A few months ago, I was interviewed for a podcast and briefly stunted with their closing question; "what goal do you have for the remainder of the year?” I was living inside survival's tight grip, that enclosing corner of constant managing, of holding breath between heartbeats. When she asked, I felt that disorientation—that moment between sleep and waking where your body is confused where to place your feet, if you’re even ready to wake up.

"Less," I said. And the word came out like a prayer, like a wound beginning to heal itself. Less: not poverty, but abundance distilled. Less: not absence, but a radical presence. My spirit knew this before my mind could stitch together the language, before my tongue could translate the feeling into sound. It was a manifesto whispered before it was understood, a message written in invisible ink that only reveals itself when held against something luminous. Truth telling.

My heart was already preparing the ground, turning over soil I didn't yet know how to name.

What exhausts you? What are you attached to that is causing you pain? I've learned that pain isn't just something that happens to you—it's a language you can translate, a geography you can navigate.

Every day is a chance to rewrite yourself. Not perfectly. Not without trembling. But with intention. With the wild, radical belief that your desire is its own kind of fuel. Movement isn't always grand—sometimes it's just showing up, brick by uncertain brick, knowing that "ready" is a myth we've been sold, and choice is the truest rebellion.

Life keeps lifing, they say. And yes. And still: we are here, choosing, always choosing.

There are no perfect angles when it comes to leaving. Only the sharp edge of necessity cutting through what once felt essential. Thirty days ago, I began a collection of endings: a full-time job, a board position, my debt—all of them falling away like autumn leaves that once seemed so vital to the tree.

I've mapped this territory before. Years ago now (hard to believe), I left a marriage and watched my life rearrange itself around the absence. Now here I am again, standing in the familiar doorway of departure. The job was everything it promised to be, which is different from everything I needed it to become. I could catalog its shortcomings like pressing flowers into a book, but that's not the story I'm trying to preserve here.

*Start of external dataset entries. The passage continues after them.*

PR #11746, opened 2024-04-11
ExceptionHandler: null check session, use ClientWindow whenever possible

### LINKED ISSUE #11737: Exception Handler: do not try to create sessions
As discussed on discord (https://discord.com/channels/787967399105134612/787967662293909524/1225465731215392838)

Currently PrimeExceptionHandler and PrimeExceptionHandlerELResolver use ExternalContext#getSessionMap to retrieve the session map. This triggers session creation if it doesn't exist, and it's bad for two reasons:

- if the response is already commited, trying to create a session causes an exception
- if the user want stateless mode (`f:view transient="true"`)

Those classes should check session existence before using the session map.
Some alternatives I thought about:

- using ClientWindow as suggested by @tandraschko -> still needs session if i'm not wrong
- using Flash -> will fail if the response is already commited
- sending exception info as encoded url params -> is it safe?
- saving exception infos in the application map using a random id and send the id as a url param -> how and when the map will be cleaned?

Any thoughts?

NicolaIsotta:
fixes #11737 
may be backported to 13.X

### DIFF
--- a/primefaces/src/main/java/org/primefaces/application/exceptionhandler/PrimeExceptionHandler.java
+++ b/primefaces/src/main/java/org/primefaces/application/exceptionhandler/PrimeExceptionHandler.java
@@ -33,6 +33,7 @@ import java.util.List;
 import java.util.Map;
 import java.util.logging.Level;
 import java.util.logging.Logger;
+
 import javax.el.ELException;
 import javax.faces.FacesException;
 import javax.faces.application.ProjectStage;
@@ -48,7 +49,9 @@ import javax.faces.context.FacesContext;
 import javax.faces.context.PartialResponseWriter;
 import javax.faces.event.ExceptionQueuedEvent;
 import javax.faces.event.PhaseId;
+import javax.faces.lifecycle.ClientWindow;
 import javax.faces.view.ViewDeclarationLanguage;
+
 import org.primefaces.component.ajaxexceptionhandler.AjaxExceptionHandler;
 import org.primefaces.component.ajaxexceptionhandler.AjaxExceptionHandlerVisitCallback;
 import org.primefaces.config.PrimeConfiguration;
@@ -60,6 +63,7 @@ import org.primefaces.util.ComponentUtils;
 import org.primefaces.util.LangUtils;
 import org.primefaces.util.EscapeUtils;
 import org.primefaces.util.Lazy;
+import org.primefaces.util.LimitedSizeHashMap;
 
 public class PrimeExceptionHandler extends ExceptionHandlerWrapper {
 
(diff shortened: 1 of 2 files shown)


melloware (changes requested):
Checkstyle issues

NicolaIsotta:
> Checkstyle issues

Gosh I built with quick and I didn't notice. Fixing it now.

primefaces/src/main/java/org/primefaces/application/exceptionhandler/PrimeExceptionHandler.java
```diff
@@ -343,7 +346,17 @@ protected Throwable buildView(FacesContext context, Throwable throwable, Throwab
 
     protected void handleRedirect(FacesContext context, Throwable rootCause, ExceptionInfo info, boolean isResponseReset) throws IOException {
         ExternalContext externalContext = context.getExternalContext();
-        externalContext.getSessionMap().put(ExceptionInfo.ATTRIBUTE_NAME, info);
+        if (externalContext.getSession(false) != null) {
+            ClientWindow clientWindow = externalContext.getClientWindow();
+            if (clientWindow != null && LangUtils.isNotBlank(clientWindow.getId())) {
+                Map<String, ExceptionInfo> windowsMap = (Map<String, ExceptionInfo>)
+                        externalContext.getSessionMap().computeIfAbsent(ExceptionInfo.ATTRIBUTE_NAME + "_map", k -> new HashMap<>());
```
tandraschko: better ConcurrentHashMap, could be accessed in theory by multiple requests

NicolaIsotta: Done

melloware (approved):

primefaces/src/main/java/org/primefaces/application/exceptionhandler/PrimeExceptionHandler.java
```diff
@@ -343,7 +346,17 @@ protected Throwable buildView(FacesContext context, Throwable throwable, Throwab
 
     protected void handleRedirect(FacesContext context, Throwable rootCause, ExceptionInfo info, boolean isResponseReset) throws IOException {
         ExternalContext externalContext = context.getExternalContext();
-        externalContext.getSessionMap().put(ExceptionInfo.ATTRIBUTE_NAME, info);
+        if (externalContext.getSession(false) != null) {
+            ClientWindow clientWindow = externalContext.getClientWindow();
+            if (clientWindow != null && LangUtils.isNotBlank(clientWindow.getId())) {
+                Map<String, ExceptionInfo> windowsMap = (Map<String, ExceptionInfo>)
+                        externalContext.getSessionMap().computeIfAbsent(ExceptionInfo.ATTRIBUTE_NAME + "_map", k -> new ConcurrentHashMap<>());
```
tandraschko: we should better use a LimitedSizeHashMap (we already have this in PF) maybe limit up to 5 or 10

in theory we should introduce a LimitedSizeConcurrentHashMap but its unlikely that you parallel access 2 views anyway and this would need to throw a exception in the same millisecond

NicolaIsotta: done

melloware (approved):

PR #11756, opened 2024-04-14
Move IOBiConsumer into org.primefaces.util

Rapster:
Here I think we should have something like FailableConsumer from commons-lang


melloware:
Was this the only class in the functional package?  If so I agree with this move.

Rapster:
Yes it was

melloware (approved):

PR #11761, opened 2024-04-16
Fix #11759: InterceptingResolver add convertToType

### LINKED ISSUE #11759: InterceptingResolver does not delegate convertToType
### Describe the bug

Boolean EL expressions including `not`, `and`, `or` resolve to null if already resolved. This is caused by missing delegation of `convertToType` method in [ `org.primefaces.el.InterceptingResolver`](https://github.com/primefaces/primefaces/blob/master/primefaces/src/main/java/org/primefaces/el/InterceptingResolver.java).

Used versions:
Primefaces: 13.0.8
Tomcat-Embed-EL: 10.1.19 (via Springboot 3.2.4)
Mojarra: 4.0.6

### Reproducer

_No response_

### Expected behavior

Using the delegate for proper resolving.

### PrimeFaces edition

None

### PrimeFaces version

13.0.8

### Theme

_No response_

### JSF implementation

Mojarra

### JSF version

4.0.0

### Java version

17

### Browser(s)

_No response_

melloware:
Fix #11759: InterceptingResolver add convertToType

### DIFF
--- a/primefaces/src/main/java/org/primefaces/el/InterceptingResolver.java
+++ b/primefaces/src/main/java/org/primefaces/el/InterceptingResolver.java
@@ -82,8 +82,6 @@ public class InterceptingResolver extends ELResolver {
         return delegate.getCommonPropertyType(context, base);
     }
 
-    // @Override
-    // < EL 2.2 compatibility
     @Override
     public Object invoke(ELContext context,
             Object base,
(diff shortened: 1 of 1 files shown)


tandraschko:
do we support something older then 3.0? if yes -> please comment `@Override`

melloware:
nevermind found it: https://stackoverflow.com/a/7237216/502366

primefaces/src/main/java/org/primefaces/el/InterceptingResolver.java
```diff
@@ -92,4 +92,11 @@ public Object invoke(ELContext context,
             Object[] params) {
         return delegate.invoke(context, base, method, paramTypes, params);
     }
+
+    // @Override
+    // < EL 3.0 compatibility
```
tandraschko: why those comments? just remove it, its not true anyway

melloware: I was just following the pattern from the method above it about 2.2 compatibility?

PR #11768, opened 2024-04-17
Fix #11767 - JPALazyDataModel: add resultEnricher callback

### LINKED ISSUE #1167: autocomplete with cache
Selected object became null when cache=true
Try this sequence.
1. Search for a text which is not present, the result rightly shows "No Record" 
2. Then search for a valid text and select that record.
3. If you debug  onAutoSelect(SelectEvent event)  event.getObject() is null.

Note : It works fine when cache=false

```
public void onAutoSelect(SelectEvent event) {
   Object o =  event.getObject();
  }

 <p:autoComplete value="#{bookView.author}" completeMethod="#{bookView.authorAuto}"  var="e" itemValue="#{e}" itemLabel="#{e.name}" emptyMessage="No Record" dropdown="true" cache="true" queryDelay="500" maxResults="500" converterMessage="Invalid Selection" autocomplete="false" forceSelection="true" > 
          <o:converter list="#{bookView.authorFilterList}" converterId="omnifaces.ListConverter"  />
          <p:ajax event="itemSelect" listener="#{bookView.onAutoSelect}" />
        </p:autoComplete>

```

The board position fit an old version of me. It required time (which had grown scarce), availability (which had become precious), and money (which flowed from different tributaries now). Remove the corporate donorship, the surplus of hours, and what remains? The skeleton of something that no longer holds flesh.

The debt wasn't massive, but it was persistent—an auto loan that followed me like a shadow at noon, two credit cards holding memories of things I thought I needed. I cleared them all, not because the numbers were overwhelming, but because they anchored me to a life that had begun to feel like someone else's story.

How many times must we learn the same lesson before we recognize its face in the crowd? My friend Joe says "the beatings will continue until morale improves," but I'm starting to think morale improves when we finally learn to dodge the beating altogether.

Everything I've cut away was once enough—was once a perfect fit in the puzzle of my life. But "enough" is a horizon that moves as we walk toward it. I find, as years collect, that my definition of enough grows smaller, cleaner, more essential. I shed, burn, kill, dump, remove, and make space.

What is enough? The question echoes differently in each season of our lives. Today's enough looks nothing like yesterday's enough, and tomorrow's enough might be smaller still—a handful of moments that fit perfectly in the palm of your life. I remain ever culling and opening my heart and energetic vortex. 

So, yes. With peace and pride, I quit.